1. Demand for energy storage from the utility sector will grow more than the market anticipates by 2019-20, driven by the fallM ing cost of storage, greater renewable energy penetration, and greater utility focus on the many customer benefits of energy storage. Specifically, we project that demand for energy storage in the US will grow from <$300m per year currently to $2-4b per year by 2020, with a total addressable market of ~85 GWh, or $30b.

2. There is little understanding of the approach utilities will take to determine whether storage is in their customers’ best interests; looking across the US, we found that the collective benefits of energy storage are greater than appreciated. There are many state/regional studies of the benefits of energy storage, but one stood out to us for the depth of analysis into the numerous benefits: the Brattle Group assessment of energy storage in the ERCOT (Texas) market (the report is available here). We analyzed the benefits of energy storage in Texas, and applied this analysis to the rest of the US; this work became the basis for our analysis of the energy storage market.

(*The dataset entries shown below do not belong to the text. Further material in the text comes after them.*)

PR #1677, opened 2026-03-24
fix(group_by): support inline func expressions in partition_by without label

### LINKED ISSUE #1676: group_by: partition_by does not support inline func expressions
## Description

When passing an inline `func.*` expression directly to `partition_by` in `group_by`, DataChain silently derives an internal column name and then fails with a `SignalResolvingError` because that column doesn't exist in the schema yet.

## Steps to reproduce

```python
import datachain as dc
from datachain import C, func

(
    dc.read_storage("gs://datachain-demo/", anon=True)
    .group_by(
        count=func.count(),
        total_size=func.sum(C("file.size")),
        partition_by=func.path.parent(C("file.path")),  # inline expression
    )
    .show()
)
```

## Error

```
datachain.lib.signal_schema.SignalResolvingError: cannot resolve signal name 'file__path__parent': is not found
```

## Expected behavior

Either:
- Inline expressions in `partition_by` are evaluated automatically (like they are in `mutate`), or
- A clear error message explaining that `partition_by` requires a pre-existing column name, not an expression

## Workaround

Materialize the column with `.mutate()` first:

```python
(
    dc.read_storage("gs://datachain-demo/", anon=True)
    .mutate(parent=func.path.parent(C("file.path")))
    .group_by(
        count=func.count(),
        total_size=func.sum(C("file.size")),
        partition_by="parent",
    )
    .show()
)
```

dmpetrov:
## Summary

Fixes #1676: When a `Func` expression is used in `partition_by` without `.label()`, the output column now uses the function name as its name (e.g., `"parent"` for `func.path.parent(...)`) instead of the input column's DB name (e.g., `"file__path"`).

**Before:**
```python
dc.group_by(cnt=func.count(), partition_by=func.path.parent("file.path"))
# Result column named "file__path" (confusing)
```

**After:**
```python
dc.group_by(cnt=func.count(), partition_by=func.path.parent("file.path"))
# Result column named "parent" (intuitive)

dc.group_by(cnt=func.count(), partition_by=func.path.parent("file.path").label("dir"))
# Result column named "dir" (explicit label unchanged)
```

Also fixes pre-existing test failures:
- Update hash test values that changed due to SQLAlchemy version upgrade
- Fix `datamodel-code-generator` incompatibility: `disable_future_imports` parameter was removed in newer versions; strip the misplaced `from __future__ import annotations` from generated model code instead

## Test plan

- [x] New test `test_group_by_with_unlabeled_func_in_partition_by` covers the unlabeled case with both string and `C()` column references
- [x] Existing test `test_group_by_with_functions_in_partition_by` still passes (labeled case unchanged)
- [x] All 2281 unit tests pass

### DIFF
--- a/src/datachain/lib/dc/datachain.py
+++ b/src/datachain/lib/dc/datachain.py
@@ -1804,7 +1804,7 @@ class DataChain:
 
         def _resolve(
             ds: DataChain,
-            col: str | Function | sqlalchemy.ColumnExpr,
+            col: str | Function | ColumnExpr,
             side: str | None,
         ):
             try:


src/datachain/lib/meta_formats.py
```diff
@@ -120,14 +120,21 @@ def gen_datamodel_code(
...
             use_standard_collections=True,
-            disable_future_imports=True,
             formatters=[],
         )
         epilogue = f"""
 DataModel.register({model_name})
 spec = {model_name}
 """
-        return output.read_text() + epilogue
+        # Remove 'from __future__ import annotations' lines: newer versions of
```
shcheklein: is it related?

tests/unit/test_query_steps_hash.py
```diff
@@ -182,7 +182,7 @@ def test_filter_hash(inputs, _hash):
         (
             {"new_id": func.sum("id")},
             SignalSchema({"id": int}),
-            "60f3a9e31aa77dabb8045060659e75f050133278fd613f0a0075b309747eb80e",
+            "47f57e322e79be378d12cb8823273567f93e52b245c9c0736562826b54cd6f7e",
```
shcheklein: not exactly clear why exactly a lot of hashes changed tbh

dmpetrov: same here 🙂 
@ilongin could you please explain this?

dmpetrov (commented):
@ilongin we need your help here

tests/unit/test_query_steps_hash.py
ilongin: @dmpetrov  The hash values on main are already correct for SQLAlchemy 2.0.48 (latest). You likely had a different SQLAlchemy version locally which produces different hashes from `serialize_column_element` (it uses `_traverse_internals` which varies across versions). Please revert the hash value changes and keep only the `group_by` fix. I suggest to install latest SQLAlchemy version just in case

ilongin: But I think I will refactor these tests and remove exact hash assertion on places where it depends on things like SQLAlchemy to avoid this confusion. My motivation for having exact hash values in tests was that then we are sure it will be exact hash regardless of which OS is used, which python version etc, but it is true that we have more maintenence e.g need to change them when new version of SQLAlchemy changes how it represents internal structures. We can keep exact UUID values in tests for deterministic things like where just UUID is used for hash calc.

src/datachain/lib/meta_formats.py
```diff
@@ -120,14 +120,20 @@ def gen_datamodel_code(
...
             formatters=[],
         )
         epilogue = f"""
 DataModel.register({model_name})
 spec = {model_name}
 """
-        return output.read_text() + epilogue
+        # Strip misplaced `from __future__` lines that newer datamodel-code-generator
+        # versions may emit after other imports, causing a SyntaxError on exec().
+        model_code = "\n".join(
```
shcheklein: @dmpetrov this still seems unrelated and weird change, see the `disable_future_imports=True,` above

tests/unit/test_query_steps_hash.py
dmpetrov: > But I think I will refactor these tests and remove exact hash assertion on places where it depends on things like SQLAlchemy to avoid this confusion.

Yes, please remove the values - it looks like a code smell.

dmpetrov: THank you for the details!

src/datachain/lib/dc/datachain.py
```diff
@@ -1356,7 +1356,9 @@ def group_by(  # noqa: C901, PLR0912
                             keep_columns.append(col)
                         schema_partition_by.append(col)
             elif isinstance(col, Function):
-                column = col.get_column(self.signals_schema)
+                column = col.get_column(
+                    self.signals_schema, label=col.col_label or col.name
```
shcheklein: can it collide with an existing column name somehow?

dmpetrov:
@shcheklein please take a look at the latest changes

tests/unit/lib/test_partition_by.py
```diff
@@ -588,3 +631,15 @@ def test_aggregate_after_group_by(test_session):
...
+
+def test_group_by_partition_by_name_conflicts_with_agg_column(test_session):
+    """partition_by func name clashing with an aggregation kwarg raises an error."""
+    files = [
+        File(source="s3://bucket", path="docs/a.txt", size=100),
+    ]
+    with pytest.raises(DataChainColumnError, match="conflicts with aggregation"):
+        dc.read_values(file=files, session=test_session).group_by(
+            parent=func.count(),
+            partition_by=func.path.parent("file.path"),  # also resolves to "parent"
```
shcheklein: what if `parent` already existing in the dataset as a column?

also, should we mangle the names somehow - e.g. `__func_parent` to make it less possible. E.g. in this case - `parent` is very generic it seems

src/datachain/lib/dc/datachain.py
shcheklein: what about this case:


```
dc.group_by(
    cnt=func.count(),
    partition_by=[
        func.path.parent("item.path1"), 
        func.path.parent("item.path2"),
    ],
)
```

I think we do allow multiple columns in partition by

src/datachain/lib/dc/datachain.py
```diff
@@ -1373,6 +1375,16 @@ def group_by(  # noqa: C901, PLR0912
...
         if not kwargs:
             raise ValueError("At least one column should be provided for group_by")
+
+        partition_func_names = {c.name for c in partition_by_columns}
+        overlap = partition_func_names & set(kwargs.keys())
+        if overlap:
+            name = next(iter(overlap))
+            raise DataChainColumnError(
+                name,
+                f"partition_by name '{name}' conflicts with aggregation column name",
```
shcheklein, line 1400: can we also not throw an exception here? rather be aware about column names and generate some temporary labels that don't collide

dmpetrov: Good point with the two similar function and existing column! I'll try to incorporate input signal name to the label.

Temp names approach has a downside effect - they change hash of the operation and break checkpoints/deltas. Let's not go this route and keep throwing exception - it's ok to ask user for a custom name in such cases.

shcheklein: My point is that we can see which names are taken in a particular query and just put a suffix / prefix to the names we generate. This can and should be a stable algorithm - so, we won't be breaking anything. We do this in a few other places, there is no real reason to put this burden on the users shoulders. 

This is unexpected that system can't handle a query like this. There is nothing specific to it.

Also, let's not use very generic names like `parent` - way higher risk of collisions in the first place.

dmpetrov: Temp stable hashes approach does works for expressions C("col1") since we can get `md5(str(exp))` but `str(func)` returns only func name, not params. So, adding params seems the only stable way for functions. See in the code.

dmpetrov:
@shcheklein implemented the suggestions - thanks for the comment.

A few more things were implemented:
1. auto-generated columns shouldn't stay in the result, like `SELECT *, COUNT(*) as cnt GROUP BY RIGHT(my_text, 4)` in SQL doen't keep the new sub string and keeps only newly created `cnt`.
2. expressions were also implemented like `partition_by=dc.C("a") + dc.C("b") // 100`
3. window function - partition_by were accepting only str before. fixed.

dmpetrov:
An issue was found:
4. floor division `C("a") // N` compiled to `/` in Studio/CH which returns float. It works correctly in CLI/SQLite.

dmpetrov:
Another bug was found:
5. #1687

dmpetrov:
@shcheklein now it's fully implemented with all the additional fixes I mentioed in the comments. Please take a look.

tests/func/test_listing.py
```diff
@@ -106,6 +106,6 @@ def test_parse_listing_uri(cloud_test_catalog, cloud_type):
 def test_parse_listing_uri_with_glob(cloud_test_catalog):
     ctc = cloud_test_catalog
     dataset_name, listing_uri, listing_path = parse_listing_uri(f"{ctc.src_uri}/dogs/*")
-    assert dataset_name == f"lst__{ctc.src_uri}/dogs/"
+    assert dataset_name == _sanitize_ds_name(f"lst__{ctc.src_uri}/dogs/")
```
shcheklein, line 109: this should be fixed in main now, please merge main

tests/func/test_ls.py
```diff
@@ -119,7 +119,9 @@ def test_ls_glob_sub(cloud_test_catalog, cloud_type, capsys):
 
 
 def list_dataset_name(uri, path):
-    return f"{LISTING_PREFIX}{uri}/{posixpath.join(path, '').lstrip('/')}"
+    return _sanitize_ds_name(
```
shcheklein, line 122: this - I'm not sure, if was not fixed - let's keep it here ... thanks for taking care of this

src/datachain/lib/dc/datachain.py
```diff
@@ -1356,23 +1359,53 @@ def group_by(  # noqa: C901, PLR0912
                             keep_columns.append(col)
                         schema_partition_by.append(col)
             elif isinstance(col, Function):
-                column = col.get_column(self.signals_schema)
-                col_db_name = column.name
-                col_type = column.type.python_type
-                schema_fields[col_db_name] = col_type
-                partition_by_columns.append(column)
-                signal_columns.append(column)
+                if col.col_label:
```
shcheklein: can it be passed by a user?

tests/unit/lib/test_partition_by.py
```diff
@@ -435,6 +436,46 @@ class CustomFile(DataModel):
...
+
+    ds2 = dc.read_values(
+        custom_file=custom_data,
+        session=test_session,
+    ).group_by(
+        cnt=func.count(),
+        partition_by=func.path.parent(dc.C("custom_file.path")),
+    )
+
+    assert set(ds2.signals_schema.values.keys()) == {"cnt"}
```
shcheklein: Q: do we always drop partition by columns or only in case of these dynamic "columns"?

tests/func/test_ls.py
dmpetrov: ok, keeping.

src/datachain/lib/dc/datachain.py
dmpetrov: sure. it's best practice but we cannot force it

tests/unit/lib/test_partition_by.py
dmpetrov: good question. On second thought, it's better to keep them and use counter based naming like `gr_1`, `gr_2`, ....

It would be closer to the existing DBs. Column names after `GROUP BY expenses + fees, RIGHT(filename, 3)`:
- pgsql `?column?`, `?column?`
- bigquery `f0_`, `f1_`   <-- only this is acceptable for us
- mysql `expenses + fees`, `RIGHT(filename, 3)`

dmpetrov:
@shcheklein please take another look.
The dynamic names were exposed to a simple gr_1, gr_2,... A lot of simplifications.

Also, I found issue with inference types #1692. That was actually a well know issue of mutate() but it affects partition_by as well. See `_infer_expr_type()` as a workaround but the proper fix is coming in #1693

src/datachain/func/window.py
```diff
@@ -21,12 +27,12 @@ def window(partition_by: str, order_by: str, desc: bool = False) -> Window:
     that the window function will operate on.
 
     Args:
-        partition_by (str): The column name by which to partition the result set.
-            Rows with the same value in the partition column will be grouped together
-            for the window function.
-        order_by (str): The column name by which to order the rows within
-            each partition. This determines the sequence in which the window function
-            is applied.
+        partition_by (str | ColumnElement): The column name or expression by which
```
shcheklein: can we add an example below for this (it comes really handy for people and AI also :))

tests/unit/test_func.py
```diff
@@ -254,6 +254,46 @@ def test_floordiv_mutate(chain):
...
+    sql = str((col // 100).compile(compile_kwargs={"literal_binds": True}))
+    assert "divide" in sql
+    assert "CAST" in sql
+
+    sql = str((100 // col).compile(compile_kwargs={"literal_binds": True}))
+    assert "divide" in sql
+    assert "CAST" in sql
+
+
+def test_column_floordiv_mutate():
```
shcheklein: we should be using test_session probably (to make in-memory) - like in other test

tests/unit/test_func.py
```diff
@@ -254,6 +254,46 @@ def test_floordiv_mutate(chain):
     assert res == [1, 1, 1, 1, 1]
 
 
+def test_column_truediv_uses_divide():
```
shcheklein, line 257: do we really need to test what is inside? do we care what SQL is used? 

can we use something similar to above:

```
    f = rnd1 // rnd2
    assert str(f) == "floordiv()"
```

why do these tests look different?

src/datachain/lib/dc/datachain.py
```diff
@@ -1269,11 +1270,41 @@ def select_except(self, *args: str) -> "Self":
...
+        return str
+
     @delta_disabled  # type: ignore[arg-type]
-    def group_by(  # noqa: C901, PLR0912
+    def group_by(  # noqa: C901, PLR0912, PLR0915
         self,
         *,
-        partition_by: str | Func | Sequence[str | Func] | None = None,
+        partition_by: (
+            str | Func | ColumnElement | Sequence[str | Func | ColumnElement] | None
```
shcheklein: also, add example below would be beneficial

src/datachain/lib/dc/datachain.py
```diff
@@ -1357,23 +1389,53 @@ def group_by(  # noqa: C901, PLR0912
...
+                    column = col.get_column(
+                        self.signals_schema,
+                        label=col_label,
+                    )
+                    partition_by_columns.append(column)
+                    signal_columns.append(column)
+                    schema_fields[column.name] = column.type.python_type
+            elif isinstance(col, ColumnElement):
+                col_label = f"gr_{partition_counter}"
+                partition_counter += 1
```
shcheklein, line 1375: what if we have two group bys in one after another? (just to check that colum names won't collide in some unexpected way)

shcheklein: probably good to have a test like this

src/datachain/lib/dc/datachain.py
```diff
@@ -1357,23 +1389,53 @@ def group_by(  # noqa: C901, PLR0912
...
         if not kwargs:
             raise ValueError("At least one column should be provided for group_by")
+
+        partition_output_names = {c.name for c in signal_columns}
+        overlap = partition_output_names & set(kwargs.keys())
+        if overlap:
+            name = next(iter(overlap))
+            raise DataChainColumnError(
+                name,
+                f"partition_by name '{name}' conflicts with aggregation column name",
```
shcheklein, line 1400: so, can it actually check existing column names and just avoid them?

src/datachain/lib/dc/datachain.py
```diff
@@ -1357,23 +1389,53 @@ def group_by(  # noqa: C901, PLR0912
...
+                else:
+                    col_label = f"gr_{partition_counter}"
+                    partition_counter += 1
+                    column = col.get_column(
+                        self.signals_schema,
+                        label=col_label,
+                    )
+                    partition_by_columns.append(column)
+                    signal_columns.append(column)
+                    schema_fields[column.name] = column.type.python_type
```
shcheklein: these two blocks look almost identical - we can ask to dry them and simplify most likely

shcheklein: I mean `if col.col_label:` and `esle ...`

src/datachain/lib/dc/datachain.py
```diff
@@ -1357,23 +1389,53 @@ def group_by(  # noqa: C901, PLR0912
...
+            elif isinstance(col, ColumnElement):
+                col_label = f"gr_{partition_counter}"
+                partition_counter += 1
+                labeled = cast("Column", col.label(col_label))
+                inferred = self._infer_expr_type(col, self.signals_schema)
+                sql_type = python_to_sql(inferred)
+                labeled.type = sql_type() if isinstance(sql_type, type) else sql_type
```
shcheklein: Q: what is happening here? is it a regular thing to do? why?

src/datachain/lib/dc/datachain.py
```diff
@@ -1269,11 +1270,41 @@ def select_except(self, *args: str) -> "Self":
             signal_schema=new_schema,
         )
 
+    @staticmethod
+    def _infer_expr_type(expr, signals_schema):
+        """Infer the Python type of a ColumnElement expression from the schema."""
+        from sqlalchemy.sql import visitors
```
shcheklein: review please, if some imports are redundant and / or can be moved to the top

src/datachain/lib/dc/datachain.py
```diff
@@ -1269,11 +1270,41 @@ def select_except(self, *args: str) -> "Self":
...
+
+        from datachain.lib.signal_schema import SignalResolvingError
+        from datachain.query.schema import Column
+
+        result = sql_to_python(expr)
```
shcheklein: should we just expand the helper itself - sql_to_python ? or what is the difference between them?

src/datachain/lib/dc/datachain.py
```diff
@@ -1269,11 +1270,41 @@ def select_except(self, *args: str) -> "Self":
...
+        if result is not str:
+            return result
+
+        col_types = set()
+        for elem in visitors.iterate(expr, {}):
```
shcheklein: is it recursive?

src/datachain/lib/dc/datachain.py
```diff
@@ -1269,11 +1270,41 @@ def select_except(self, *args: str) -> "Self":
...
+    def _infer_expr_type(expr, signals_schema):
+        """Infer the Python type of a ColumnElement expression from the schema."""
+        from sqlalchemy.sql import visitors
+
+        from datachain.lib.signal_schema import SignalResolvingError
+        from datachain.query.schema import Column
+
+        result = sql_to_python(expr)
+        if result is not str:
+            return result
```
shcheklein: not sure I understand what this check does tbh

src/datachain/func/window.py
dmpetrov: well.. there are 5+ functions that uses ColumnElement - join, case, ifelse, _or ... The same issue there. So, it's going to be a lot of repetitions.

I'll try to add this to docs instead. Also, it's better not to use ColumnElement since it's sqlalchemy type. I'll create a type alias with a better name for the docs.

dmpetrov: Renamed to ColumnExpr and added docs.

Also, added docs for `Function` - similar issue. And found a bigger problem #1699

tests/unit/test_func.py
dmpetrov: good catch

tests/unit/test_func.py
dmpetrov: the 1st tests columns, the 2nd - functions. these two generate different code.
No problem removing these since we already have e2e test with whole chain but I'd keep these.

src/datachain/lib/dc/datachain.py
dmpetrov: explained above

src/datachain/lib/dc/datachain.py
dmpetrov: different sql-dialect solve this differently. if user didn't assign label - it's a gray area. In our case, we just mask/ignore all previous results.

I can try using gr_N. It should do our solution 1% better I guess.

src/datachain/lib/dc/datachain.py
dmpetrov: _infer_expr_type() won't be needed after #1693

src/datachain/lib/dc/datachain.py
dmpetrov: right. in the next PR #1693

src/datachain/lib/dc/datachain.py
dmpetrov: let's ignore the whole _infer_expr_type() function

src/datachain/lib/dc/datachain.py
dmpetrov: let's ignore the whole _infer_expr_type() function

src/datachain/lib/dc/datachain.py
dmpetrov: good point! simplified.

src/datachain/lib/dc/datachain.py
dmpetrov: that's common pattern in DC, unfortunately. Not sure how to simplify.
The best you can do is: `labeled.type = python_to_sql(inferred)()` which is also pretty ugly.

src/datachain/lib/dc/datachain.py
dmpetrov: now it does - see the change related to nested-group_by / gr_N

src/datachain/lib/dc/datachain.py
shcheklein: masking is fine probably ... my only question was to confirm that it doesn't crash and has some predictable behavior I guess (thus may be also worth having a test for this)

dmpetrov: It didn't crush. And I changed it to avoid masking.

dmpetrov:
@shcheklein it was updated from main with it's dependency #1699 and ready to be merged. Please approve.

src/datachain/lib/dc/datachain.py
```diff
@@ -1296,7 +1299,7 @@ def group_by(  # noqa: C901, PLR0912
         """
         if partition_by is None:
             partition_by = []
-        elif isinstance(partition_by, (str, Func)):
+        elif isinstance(partition_by, (str, Func, ColumnElement)):
```
shcheklein: expected or should be ColumnExpr also?

src/datachain/lib/dc/datachain.py
```diff
@@ -1352,23 +1363,44 @@ def group_by(  # noqa: C901, PLR0912
...
-                schema_fields[col_db_name] = col_type
+                label = col.col_label
+                if not label:
+                    label = f"gr_{partition_counter}"
+                    partition_counter += 1
+                column = col.get_column(self.signals_schema, label=label)
                 partition_by_columns.append(column)
                 signal_columns.append(column)
+                schema_fields[column.name] = column.type.python_type
+            elif isinstance(col, ColumnElement):
```
shcheklein: ColumnElement or ColumnExpr now?

src/datachain/lib/dc/datachain.py
```diff
@@ -1352,23 +1363,44 @@ def group_by(  # noqa: C901, PLR0912
...
                         f"partition_by column {col} has type {type(col)}"
-                        " but expected str or Function"
+                        " but expected str, Function, or ColumnExpr"
                     ),
                 )
 
         if not kwargs:
             raise ValueError("At least one column should be provided for group_by")
+
+        partition_output_names = {c.name for c in signal_columns}
```
shcheklein, line 1394: do we still need this check though? is it possible to hit it now?

src/datachain/lib/dc/datachain.py
dmpetrov: it's not a big deal since it's alias and not exposed to users. but you are right, it's better to avoid using internal ColumnElement in datachain.lib. I'll try to remove if no big issues.

src/datachain/lib/dc/datachain.py
dmpetrov: it's possible if user uses assign column label/name for example

shcheklein: good point yep, would be nice to have a test if don't yet (just to make sure we won't forget why it is here)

3. Energy storage potential in the rooftop solar market is a small fraction of the demand we see coming from utilities, primarily because of solar net metering rules but also because distributed storage costs are in our view substantially higher than the costs of large-scale, utility-driven storage deployment. While we see limited storage deployments at rooftop solar installations in Hawaii and California, our analysis shows relatively poor storage economics in other states. If solar net metering rules change (such that excess solar power sold back to the grid receives a relatively low price) and storage costs drop significantly, there is potential for this market to grow, but we remain unconvinced that net metering rules will be changing broadly, other than in a few isolated instances such as in Arizona. For clients interested in better understanding the economics of storage in the rooftop solar market, please ask us for our financial model, which can be easily modified to fit specific dynamics in each US state.

The Brattle Group’s Analysis of Storage in the ERCOT (Texas) Market The Brattle Group, a market consulting firm, published (on behalf of its client Oncor, a large Texas utility) a comprehensive report on the economics of energy storage in the ERCOT market, which encompasses most of Texas. We believe FERC will not permit regulated utilities to deploy energy storage in the ERCOT market because it is a deregulated power market (see our ” The Key Regulatory Driver: Storage in Deregulated Markets ” section for a description of the issue and our view). However, we believe the Brattle Group’s approach to assessing the benefits to customers from the deployment of energy storage is helpful because we view it as a natural “lens” through which utilities across the US will determine whether, and to what extent, to deploy energy storage. The Brattle Group concluded that, at an all-in deployed capital cost per kWh of energy storage of $350, up to 15 gigawatt-hours (GWh) of storage could be deployed in ERCOT with a net beneficial impact to customers.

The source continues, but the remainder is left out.